Search the listing for the string "been". Copy every line that has it.

++++ MATERIAL FOR THIS TASK ++++

PR #1058, opened 2018-03-20
ENT-3554: Tooling to upgrade MPF files (WIP)

olehermanse:
Internal ticket: tracker.mender.io/browse/ENT-3554

### DIFF
--- a/.gitignore
+++ b/.gitignore
@@ -31,3 +31,6 @@ CFVERSION
 
 # vim
 .*.sw[po]
+
+# Atom-IDE
+.ropeproject
--- a/.style.yapf
+++ b/.style.yapf
@@ -1,0 +1,4 @@
+[style]
+based_on_style = pep8
+split_before_first_argument = true
+column_limit = 78
--- a/contrib/policy_upgrade/generate_hashes.py
+++ b/contrib/policy_upgrade/generate_hashes.py
@@ -1,0 +1,102 @@
+#!/usr/bin/env python3
+
+import sys
+import os
+import json
+import hashlib
+
+from collections import OrderedDict
+
+
+def json_string(data):
+    return json.dumps(data, indent=2)
+
+
+def json_print(data):
+    print(json_string(data))
+
+
+def json_save(data, path):
+    string = json_string(data)
+    with open(path, "w") as f:
+        f.write(string)
+
+
+def json_load(path):
+    with open(path, "r") as f:
+        data = f.read()
+        return json.loads(data, object_pairs_hook=OrderedDict)
+
+
+def file_hash(path):
+    if not os.path.isfile(path):
+        raise ValueError
+
+    hasher = hashlib.sha256()
+    block_size = 4096
+    with open(path, 'rb') as f:
+        buf = f.read(block_size)
+        while len(buf) > 0:
+            hasher.update(buf)
+            buf = f.read(block_size)
+    return hasher.hexdigest()
+
+
+def get_file_paths(root_path):
+    file_paths = []
+    for subdir, dirs, files in os.walk(root_path):
+        for f in files:
+            path = os.path.join(subdir, f)
+            if ".git/" in path:
+                continue
+            file_paths.append(path)
+    file_paths.sort()
+    return file_paths
+
+
+def generate_db(root_path, version):
+    db = OrderedDict()
+    file_paths = get_file_paths(root_path)
+
+    for path in file_paths:
+        digest = file_hash(path)
+        if digest not in db:
+            db[digest] = []
+        if path not in db:
+            db[path] = []
+        file_info = "{} {}".format(version, path)
+        db[digest].append(file_info)
+        db[path].append(file_info)
+        print("{} {}".format(digest, path))
+    return db
+
+
+def merge_databases(dbs):
+    master = OrderedDict()
+    for db in dbs:
+        for digest in db:
+            if digest not in master:
+                master[digest] = []
+            for file_info in db[digest]:
+                master[digest].append(file_info)
+    return master
+
+
+def main(args):
+    assert (len(args) > 1)
+    versions = args[1:]
+    path = "./"
+    dbs = []
+
+    for version in versions:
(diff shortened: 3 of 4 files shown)


olehermanse:
@nickanderson This is by no means done, but feel free to discuss desired functionality and command line usage here.

nickanderson:
@mikeweilgart  you might be interested in whats happening here. Understand this is very rough. But the idea is a tool to help you upgrade your policy sets by identifying which policy files have/haven't changed between versions.

mikeweilgart:
Thanks for the ping!  Yes, it's interesting.

What I would love to see is some before-the-fact documentation that could then be discussed/reviewed.  :)

What I usually do when writing a script or command line utility is to *first* write the usage message (that gets shown when `--help` is passed), and then go ahead and implement it.  It's like a lightweight spec, and it has the added advantage that it forces me to write the tool so it's usable, because I first have to make the documentation make sense, figure out what the behavior of the option flags *should* be and how to explain it, etc.  That's just *my* workflow...but usage info needs to be written anyway, so it may as well be written first.

Name - scan-mpf - ????

Synopsis - scan_mpf.py [version] ...

Description: ???

olehermanse:
@mikeweilgart Maybe don't look at the code for now, think more about use and workflow.

From a user perspective I think something like this makes sense:
```
$ python3 policy_upgrade /var/cfengine/masterfiles
Detected masterfiles version 3.10.2
masterfiles/update.cf has been modified!
masterfiles/controls/cf_execd.cf is outdated, matches version 3.10.0!
masterfiles/lib/bundles.cf has been copied/renamed to masterfiles/lib/bundl.cf!
masterfiles/lib/bundles.cf has been deleted!
```

I started focusing on what information we can find about the policy, before starting to work on making changes / upgrading. Most of what is shown above is done or close to done. The script doesn't rely on git history, and that's kind of important (version information will be pre generated and distributed with the tool).

Question now is what happens next. How do you imagine using a tool like this to do the actual upgrade part? This question applies to @nickanderson and anyone else who is interested as well. Like I said, the workflow is most important to me. As I'm not primarily a policy writer, I need input on this. I don't think it's useful to start thinking about the help menu or what the options should be.

One idea:
```
$ python3 policy_upgrade /var/cfengine/masterfiles $HOME/masterfiles_v3.10.3
Detected masterfiles version 3.10.2 - Correct? (y/n) y

[1] /var/cfengine/masterfiles/ - your custom policy, will not be edited
[2] /root/masterfiles_v3.10.3/ - upgraded policy you want to apply your changes to, will be edited(!)
Please read and understand the above info before continuing - OK? (y/n) y

Skipping 129 policy files which have not been modified
Skipping 2 policy files which only have whitespace changes

masterfiles/update.cf has been modified - What to do:
  1 Create diff / "merge conflict" for manual editing
  2 Skip (Your custom policy will not be applied, you can make manual edits later)
  3 Print diff
> 1
Please open /root/masterfiles_v3.10.3/update.cf to resolve the conflict

masterfiles/controls/cf_execd.cf is outdated, matches version 3.10.0 - What to do:
  1 Keep using outdated version - copy it to /root/masterfiles_v3.10.3/controls/cf_execd.cf
  2 Skip (Your outdated policy will not be applied, you can make manual edits later)
> 3 Print diff
[...]

masterfiles/lib/bundles.cf has been copied/renamed to masterfiles/lib/bundl.cf - What to do:
  1 Copy /var/cfengine/masterfiles/lib/bundl.cf -> /root/masterfiles_v3.10.3/lib/bundl.cf
  2 Copy /root/masterfiles_v3.10.3/lib/bundles.cf -> /root/masterfiles_v3.10.3/lib/bundl.cf
  3 Skip it, /var/cfengine/masterfiles/lib/bundl.cf is a mistake or not needed.
> 3

masterfiles/lib/bundles.cf has been deleted - What to do:
  1 Delete /root/masterfiles_v3.10.3/lib/bundles.cf
  2 Skip, keep the new version at /root/masterfiles_v3.10.3/lib/bundles.cf
> 2

Done! You can now go into /root/masterfiles_v3.10.3 and commit to an up-to-date branch there.
```

mikeweilgart:
That's just about right, regarding the workflow.

Regarding the merge conflict resolution—the ideal is to show the conflict tags using the "diff3" style (as in Git) for easier comparison and resolution.

For comparison, the workflow *I* have always used for policy upgrades, although somewhat convoluted in terms of necessary Git commands, makes the actual upgrade and conflict resolution downright easy:

For sake of example, I'll say I'm upgrading masterfiles from 3.7.3 to 3.10.3.  The first thing I do is set up the following situation in Git (I won't detail here how I accomplish this, unless someone asks):

stock-3.7.3 is a tagged version with the stock 3.7.3 masterfiles.  (You don't really need the tag but it makes the following explanation easier.)

custom-3.7.3 is one commit forward from stock-3.7.3, and contains *all* customizations (all added in a single commit).

stock-3.10.3 is also one commit forward from stock-3.7.3, and contains what you expect, all added/changed in a single commit.

Then I just merge custom-3.7.3 and stock-3.10.3.

Since they are both immediate descendants of (have the common parent) stock-3.7.3, there are only three versions to compare and no intermediate points.  Diff3 style of merge conflict display means for any file with a conflict, I can easily see what was in stock-3.7.3, what was changed from there to stock-3.10.3, and what was changed from the stock-3.7.3 to my custom-3.7.3.  (For more about diff3 style, run the command `LESS='+/HOW CONFLICTS ARE PRESENTED' man git-merge`)

The *only* thing unsatisfactory to me about this workflow is the irritation/difficulty involved in setting it up.

@olehermanse, I hope some of that helps?

olehermanse:
@mikeweilgart Thanks, that helps a lot. Your workflow, using git, is very similar to what I imagined. 

I think this will require some reflection and experimentation to get right. I'm not going to rush this, I'll come back to this around / after 3.12 release.

For the record, I'm open to suggestions from anyone else interested, just comment here :)

olehermanse:
See #1322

++++

SOLUTION FOR THIS EXERCISE:
masterfiles/update.cf has been modified!
masterfiles/lib/bundles.cf has been copied/renamed to masterfiles/lib/bundl.cf!
masterfiles/lib/bundles.cf has been deleted!
Skipping 129 policy files which have not been modified
masterfiles/update.cf has been modified - What to do:
masterfiles/lib/bundles.cf has been copied/renamed to masterfiles/lib/bundl.cf - What to do:
masterfiles/lib/bundles.cf has been deleted - What to do:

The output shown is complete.